Data items:
PR #7893, opened 2019-06-13
[Core] Report SDK resolution errors

mrward:
If an SDK cannot be resolved using the MSBuild SDK resolvers then
an exception is now thrown so the error is reported in the IDE.
Previously the error would be logged in the IDE log and the error
displayed in the IDE would usually be a confusing 'Invalid
configuration mapping'. This also makes the behaviour more consistent
with Visual Studio on Windows.

Before:

No load error. Solution pad shows:

CurrentBehaviour

After:

Load error dialog on opening solution.

SdkNotFoundLoadError

Solution pad error tooltip.

SolutionPadSdkNotFoundError

Multiple project load errors.

MultipleSdkNotFoundErrors

Note that the error text here is generated by the SDK resolvers not by VS Mac.

VS Win:

Does not show error information on loading the solution.

VSWinProjectLoad

On reloading the project an error dialog is displayed.

ReloadError

Fixes VSTS #588773 - Add support for NuGet SDK resolver


main/src/core/MonoDevelop.Core/MonoDevelop.Projects.MSBuild/SdkResolution.cs
```diff
@@ -79,17 +80,26 @@ public static SdkResolution GetResolver (TargetRuntime runtime)
 				throw;
 			}
 
+			StringBuilder errorMessage = null;
```
Therzok: Please use [StringBuilderCache](http://source.monodevelop.com/#MonoDevelop.Core/MonoDevelop.Core/StringBuilderCache.cs,43)

mrward: Changed to use the StringBuilderCache.

rodrmoya (approved):

Therzok (approved):

sgmunn:
@mrward a suggestion here, if the dialog is still shown (master might have disabled showing that anyway) is to derive the exception from UserException which will show a short header and the details of the error in a nicer formatted way.

mrward:
This dialog will be shown since this is an error not a warning about an unsupported project. The change in master was not to show the dialog for unsupported project types, which have a special exception.

I can take a look at using the UserException. We would need to add a short message to the exception, something better than VS Win's: 'The project cannot be opened by the project system...', about not being able to resolve the SDK.

Also it looks like the tooltip in the Solution pad would then not have the full details of the exception, just the short message we added, since UserException.Message does not include the details part of the error.

The full detailed errors is only shown in the dialog which is only shown on loading the solution. If you edit the .csproj then you only get the error in the solution pad. So you will only get the full set of errors on initial load. Not sure if that is a good or bad thing. I guess it depends if the short error message has enough information on its own.

mrward:
Changed to use a UserException. Screenshots updated.

sgmunn (approved):

mrward:

mrward:

PR #7895, opened 2019-06-13
Updated reference to mono/debugger-libs@e7061f6

xamarin-release-manager:
Updated reference to mono/debugger-libs@e7061f6


slluis:
Closing since debugger-libs has already been bumped.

## Work instruction:
Each line that contains the string "UserException" should be copied from the data above.

## Task answer:
@mrward a suggestion here, if the dialog is still shown (master might have disabled showing that anyway) is to derive the exception from UserException which will show a short header and the details of the error in a nicer formatted way.
I can take a look at using the UserException. We would need to add a short message to the exception, something better than VS Win's: 'The project cannot be opened by the project system...', about not being able to resolve the SDK.
Also it looks like the tooltip in the Solution pad would then not have the full details of the exception, just the short message we added, since UserException.Message does not include the details part of the error.
Changed to use a UserException. Screenshots updated.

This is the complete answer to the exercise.